Tramita na Câmara de Vereadores de Maringá o Projeto de Lei nº 17.975/2026, que altera a Lei nº 11.256, de 2021, responsável por tratar da obrigatoriedade da remoção de cabos e fiação aérea excedentes, inutilizados e/ou sem uso, instalados por concessionárias que operam ou utilizam a rede aérea. A proposta já passou pelas Comissões Permanentes e aguarda discussão e votação em Plenário.

 

De autoria dos vereadores Flávio Mantovani e Cristian Maninho, o Projeto de Lei nº 17.975/2026 amplia não apenas o alcance da Lei nº 11.256/2021, mas também sua efetividade.

 

Enquanto a legislação de 2021 tinha como objetivo principal a remoção de cabos excedentes, inutilizados ou sem uso, o novo projeto avança ao estabelecer um dever mais amplo: não apenas retirar o que está irregular, mas também garantir a manutenção, a conservação e a segurança de toda a infraestrutura aérea.

 

Outra inovação relevante é a criação de critérios mais detalhados de irregularidade, incluindo fios soltos, caídos, instalados em altura inadequada ou que apresentem risco de ruptura. Com isso, o projeto passa a considerar qualquer situação que possa colocar em risco a população, veículos ou animais, tornando a norma mais abrangente e alinhada à realidade urbana.

 

O projeto também introduz um de seus pontos mais importantes: os procedimentos emergenciais.

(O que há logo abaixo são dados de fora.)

PR #815, opened 2026-07-07
feat(motd): add uwelcome + update umotd

theMimolet:
Good day :wave: 

## PR pipeline

```
opened ──▶ review ──▶ approved ──▶ merged
                    [lgtm]      auto-merge
                                when CI green
```

> Add `do-not-merge` at any time to block automation.
> `/approve` or `lgtm` from a maintainer triggers merge queue.

## What does this change?

It replaces the old unified umotd config file by the two new ones for [umotd](https://github.com/theMimolet/umotd) and [uwelcome](https://github.com/theMimolet/uwelcome). 

## Why?

To update them and make them work together.
(also so you can use umotd in other programs as it only prints translated messages)

## Checklist

- [x] `just check` passes
- [ ] `pre-commit run --all-files` passes
- [x] PR title follows Conventional Commits (`fix:`, `feat:`, `chore:`, etc.)

## Summary by CodeRabbit

* **New Features**
  * Added support for additional desktop/profile tags, including Bluefin and GNOME.
  * Updated the welcome/MOTD experience to use `uwelcome toggle`, including updated greeting structure and MOTD command grouping.
* **Bug Fixes**
  * Refreshed welcome and MOTD behavior to improve consistency of the displayed greeting/prompt.
* **Chores / Security**
  * Updated the container build to compile and ship `uwelcome` alongside `umotd`, and refreshed bundled udev asset verification.


castrojo (commented):
I don’t see a ship/install path for uwelcome in this repo. The new config switches the command to , but the image only appears to install/ship                                                                               
  [38;5;104;1m󱍢 Welcome to[m[38;5;104;1m Bluefin[m                                                        
                                                                              
  [Ci] [38;5;104;1m ghcr.io/projectbluefin/dakota:latest [m                                 
                                                                              
   >_ Command                           │ Description                         
  ──────────────────────────────────────┼─────────────────────────────────────
   [38;5;104;1m ujust --choose [m                     │ List all available commands         
   [38;5;104;1m umotd toggle [m                       │ Toggle this banner on/off           
   [38;5;104;1m ujust bluefin-cli [m                  │ Enable terminal bling               
   [38;5;104;1m brew help [m                          │ Manage command line packages        
                                                                              
  [38;5;104;1mSupport indie game preservation and OSS developers![m — ]8;id=1207160287;https://patreon.com/hitsave[1mJoin Hit Save!'s[m]8;;      
  ]8;id=1207160287;https://patreon.com/hitsave[1mPatreon[m]8;; [38;5;104;4m]8;id=1207160287;https://patreon.com/hitsavehttps://patreon.com/hitsave]8;;[m                                         
                                                                              
  • ]8;id=3541281617;https://issues.projectbluefin.io/[1mReport an issue[m]8;; [38;5;104;4m]8;id=3541281617;https://issues.projectbluefin.io/https://issues.projectbluefin.io/]8;;[m                         
  • ]8;id=3766875054;https://ask.projectbluefin.io/[1mAsk Bluefin[m]8;; [38;5;104;4m]8;id=3766875054;https://ask.projectbluefin.io/https://ask.projectbluefin.io/]8;;[m                                
  • ]8;id=772340340;https://docs.projectbluefin.io/[1mDocumentation[m]8;; [38;5;104;4m]8;id=772340340;https://docs.projectbluefin.io/https://docs.projectbluefin.io/]8;;[m                              today. Please either wire up uwelcome in the image or keep the config aligned with the actually shipped binary so the new path is functional.

castrojo (commented):
I don’t see a ship/install path for uwelcome in this repo. The new config switches the command to `uwelcome toggle`, but the image only appears to install/ship `umotd` today. Please either wire up uwelcome in the image or keep the config aligned with the actually shipped binary so the new path is functional.

theMimolet:
tbf I was expecting you to do your magic
but I can try something out

castrojo:
## Vanguard Lab Strike Report

| Field | Value |
|---|---|
| Workflow | `common-815-feat-motd-add-uwelcome-update-l7vdh` (link: `http://192.168.1.102:32746/workflows/argo/common-815-feat-motd-add-uwelcome-update-l7vdh`) |
| Phase | `Failed` |
| Duration | `32m31s` |
| Variants tested | bluefin:testing |
| Suites run | smoke |

## Results
```
Workflow phase: Failed
Failed nodes: 6 / 15 total (3 succeeded, 6 skipped)

assert-cd node:
  phase: Failed
  message: main: Error (exit code 1)

Relevant log/script excerpt:
  TAG="{{inputs.parameters.containerdisk-tag}}"
  CD_IMAGE="192.168.1.102:30500/bluefin-containerdisk:${TAG}"
  DIGEST=$(skopeo inspect --tls-verify=false --format '{{.Digest}}' \
    "docker://${CD_IMAGE}" 2>/dev/null || echo "")
  if [[ -n "${DIGEST}" ]]; then
    echo "containerdisk ${CD_IMAGE} ready: ${DIGEST}"
  else
    echo "ERROR: containerdisk ${CD_IMAGE} not found in Zot" >&2
    echo "The digest-watch CronWorkflow builds it when GHCR changes." >&2
    echo "Check: argo list -n argo --field-selector metadata.name=~build-cd-sync" >&2
    exit 1
  fi

Outcome:
  - The smoke test lane failed before provisioning a VM.
  - The common suite was skipped because the submitted workflow was configured with suites=smoke only.
  - No motd/uwelcome behavior was exercised.
```

## Evidence collected via
- [x] `argo_get_workflow` — workflow phase and node summary
- [x] `argo_logs_workflow` — cleanup-orphan-vms log (test pod logs already recycled)
- [ ] `kubernetes-mcp-resources_list` — VMI state confirmed Ready (n/a: container-only pipeline)
- [x] VM/orphan check — zero orphaned VMs after teardown

## Merge-queue eligibility
- Argo workflow success: no
- No regressions vs base image: no / not determined
- PR mergeable (no conflicts, approvals present): no

## Blockers / issues filed
- The existing Argo run for SHA `18ef56fc3d94` failed at the `assert-cd` step because `bluefin-containerdisk:testing` was not present in the cluster-local Zot registry.
- Only the `smoke` suite was submitted; the requested `common` suite was not run.
- PR has no human approvals (`reviewDecision` empty, label `pr/needs-review`) and `mergeStateStatus` is `UNKNOWN`.

theMimolet:
It should be good now :+1:

hanthor (commented):
Holding a neutral review — the build wiring looks coherent but I can't confirm the greeting path end-to-end from the diff alone, and there are a couple of concrete gaps worth resolving first:

1. **`uwelcome` is installed but nothing in the image invokes it.** The config moves from `etc/umotd/config.json` to `etc/uwelcome/config.json` and the new binary lands at `/usr/bin/uwelcome`, but on this branch both greeting entrypoints — `fish_greeting.fish` (`function fish_greeting; umotd; end`) and `profile.d/umotd.sh` — still call `umotd`, not `uwelcome`. If the new `umotd` is now "only prints translated messages" (per the PR description) and `uwelcome` is the front-end that reads `etc/uwelcome/config.json`, then the greeting needs to switch to `uwelcome`; otherwise the interactive welcome (commands/links) silently regresses. If instead `umotd` still delegates internally, please confirm it reads the new `etc/uwelcome/` path.

2. **`default.just` toggle mismatch.** `umotd toggle` in `default.just` is unchanged, but the new config's toggle command is `uwelcome toggle`. These should agree.

3. **Supply chain:** `uwelcome` is cloned from the personal `github.com/themimolet/uwelcome` rather than an org-owned repo (unlike `umotd` from `projectbluefin/motd`). Intentional, or should it be migrated under the org before it ships in the image?

Minor: the Containerfile carries a lot of unrelated 2→4-space reindentation churn (the gdu checksum block, etc.). The values are unchanged — CodeRabbit's "refreshed SHA-256" note is a misread of the whitespace — but the noise makes the diff harder to audit; consider splitting it out. CI is green. Happy to approve once the greeting wiring (item 1) is confirmed.

theMimolet:
For No. 1 I completely forgot.
For No. 2 I thought it was already the case.
For No. 3 I don't have permission to create repos, so I'm doing what I can 🥲

theMimolet:
Ok, might need some more rechecks

Here's what I did that I don't know if you agree with : 
- I added a line in the profile.d & fish_greeting scripts to remove no-show-user-motd as it's being deprecated and would no longer be used - it will be a line that would stay for not that long since it would just be a transitional thing
- I completely removed the motd toggle command from the ujust default file because people would generally just see the command shown in the banner itself and just do it

Other notes: 
- The CodeRabbit's "refreshed SHA-256" note is normal, there has been an update to the docker image used for building umotd, so I updated it for uwelcome as well
- Regarding the indentation issues, the Container tools extension just formats whenever I save and all, so I changed the spaces for now, even though it's not the same either - which formatter do you use on your end ? 
-  And finally regarding the supply chain stuff, I would feel more comfortable if the repos were transferred directly rather than forked - I'll ask you about it on Discord

hanthor (changes requested):
The greeting wiring is now present, but the migration currently deletes ~/.config/no-show-user-motd on every shell start in both Bash and Fish. That silently re-enables the banner for every user who opted out. uwelcome stores its replacement marker at ~/.config/uwelcome/disabled, so please migrate the legacy marker to that path once instead of erasing the preference, and restore executable tests for the migration and opt-out behavior rather than leaving the relevant assertions commented out.

theMimolet:
yeah my bad, i don't know why I didn't think about it
all good now :+1:

hanthor (changes requested):
The uwelcome migration is a good direction, but there are two things to fix before this ships.

### 1. The fish migration will error on every shell start

`system_files/shared/usr/share/fish/vendor_conf.d/fish_greeting.fish`:

```fish
if test -e ~/.config/no-show-user-motd
    mv ~/.config/no-show-user-motd ~/.config/uwelcome/disabled
end
```

Two problems, and they compound:

- There's no `2>/dev/null` here, unlike the profile.d version.
- `~/.config/uwelcome/` is not created anywhere in this PR. If it doesn't exist, `mv` fails.

So for any user who had opted out via `no-show-user-motd`, the `mv` fails, fish prints an `mv` error, and — because the source file is never removed — it fails again on *every* new fish shell, forever. The profile.d path has the same missing-directory bug; it just hides the error instead of showing it, which means the opt-out silently never migrates.

Both paths need the directory created first, e.g.:

```fish
if test -e ~/.config/no-show-user-motd
    mkdir -p ~/.config/uwelcome
    mv ~/.config/no-show-user-motd ~/.config/uwelcome/disabled 2>/dev/null
end
```

and the equivalent in `uwelcome.sh`. Worth confirming against uwelcome upstream that `~/.config/uwelcome/disabled` is actually the path it checks, since the whole migration hinges on it.

### 2. Two tests were commented out rather than fixed

In `tests/test_motd_integration.bats`:

```bash
# @test "uwelcome.sh: does not contain no-show-user-motd check" {
# @test "fish_greeting: does not check no-show-user-motd (opt-out delegated to uwelcome)" {
```

These were live assertions in `test_umotd_integration.bats` and are now dead. I understand why — the migration shim *does* reference `no-show-user-motd`, so they'd fail as written. But leaving them commented out means the file's own header comment ("Neither profile.d nor fish_greeting should check for that file or gate the uwelcome invocation") no longer describes the code, and nothing enforces the shim's shape.

Please either delete them and update the header comment to describe the migration as it actually is, or rewrite them to assert what you now want — e.g. that the reference appears *only* inside the migration block and that `uwelcome` is invoked unconditionally afterward. A commented-out test is the one outcome that leaves no record of which it was.

### Minor

- `tests/test_umotd_integration.bats` also dropped the three `toggle-user-motd` recipe tests along with the recipe itself. That's consistent (the recipe moved to `uwelcome toggle` in the config JSON), but users with muscle memory for `ujust toggle-user-motd` now get "recipe not found" with no pointer. Consider keeping a stub recipe that execs `uwelcome toggle`.
- The `Containerfile` reindentation is a large share of the diff and makes the substantive uwelcome-build-stage addition harder to spot. Not worth re-rolling for, just noting for next time.

---

system_files/shared/usr/share/fish/vendor_conf.d/fish_greeting.fish
```diff
@@ -1,3 +1,8 @@
 function fish_greeting
-    umotd
+
+    if test -e ~/.config/no-show-user-motd
+        mv ~/.config/no-show-user-motd ~/.config/uwelcome/disabled
+    end
```
hanthor, line 6: `~/.config/uwelcome/` isn't created anywhere in this PR, so if it doesn't already exist the `mv` fails. Combined with the missing `2>/dev/null` here (the profile.d version has it), that means: fish prints an `mv` error, the source file is never removed, and it repeats on **every** new fish shell — permanently, for exactly the users who had opted out.

```suggestion
    if test -e ~/.config/no-show-user-motd
        mkdir -p ~/.config/uwelcome
        mv ~/.config/no-show-user-motd ~/.config/uwelcome/disabled 2>/dev/null
    end
```

---

system_files/shared/etc/profile.d/uwelcome.sh
```diff
@@ -0,0 +1,6 @@
+#!/usr/bin/env bash
+
+if [ -e ~/.config/no-show-user-motd ]; then
+	mv ~/.config/no-show-user-motd ~/.config/uwelcome/disabled 2>/dev/null
+fi
```
hanthor, line 6: Same missing-directory problem as the fish version, but here `2>/dev/null` hides it — so instead of an error the opt-out just silently never migrates, and the `no-show-user-motd` file sticks around being re-tried on every login.

```suggestion
if [ -e ~/.config/no-show-user-motd ]; then
	mkdir -p ~/.config/uwelcome
	mv ~/.config/no-show-user-motd ~/.config/uwelcome/disabled 2>/dev/null
fi
```

(Kept the tab indentation to match the rest of the file.)

Worth double-checking against uwelcome upstream that `~/.config/uwelcome/disabled` is the path it actually reads — the entire migration hinges on it, and neither the code nor the tests currently pin it.

---

tests/test_motd_integration.bats
```diff
@@ -0,0 +1,74 @@
...
+    [ "${status}" -eq 0 ]
+    [ -f "${WORKDIR}/uwelcome.log" ]
+}
+
+
+# @test "uwelcome.sh: does not contain no-show-user-motd check" {
+#     run grep 'no-show-user-motd' "${UWELCOME_PROFILE}"
+#     [ "${status}" -ne 0 ]
+# }
+
```
hanthor: This one can't be restored as written — the migration shim legitimately references `no-show-user-motd` now. But rather than leaving it commented out, it'd be better to assert the shape you actually want, which also covers the `mkdir -p` fix above:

Diferentemente da lei anterior, agora há previsão de atuação imediata do Município em situações de risco, com prazo de até 24 horas para resposta, inclusive com a possibilidade de remoção direta pelo poder público quando houver perigo iminente. Além disso, a empresa responsável passa a ser obrigada a ressarcir os custos dessa intervenção, o que reforça a responsabilização.

 

Outro avanço importante é a exigência de identificação visível e rastreável dos cabos e equipamentos, facilitando a fiscalização e evitando a dificuldade comum de identificar o responsável por fios irregulares, um problema recorrente nas cidades.

 

No campo das penalidades, o projeto torna o sistema mais rigoroso e proporcional, ao prever multas diferenciadas, com valores maiores para situações emergenciais e de risco imediato, além da manutenção da lógica de reincidência.

 

Multas

O descumprimento das obrigações sujeitará a empresa infratora às seguintes penalidades:

 

R$ 10.000,00 (dez mil reais) por irregularidade não emergencial não sanada no prazo;

 

R$ 20.000,00 (vinte mil reais) por descumprimento do prazo emergencial de 24 (vinte e quatro) horas.

 

Em caso de reincidência, a multa será aplicada em dobro.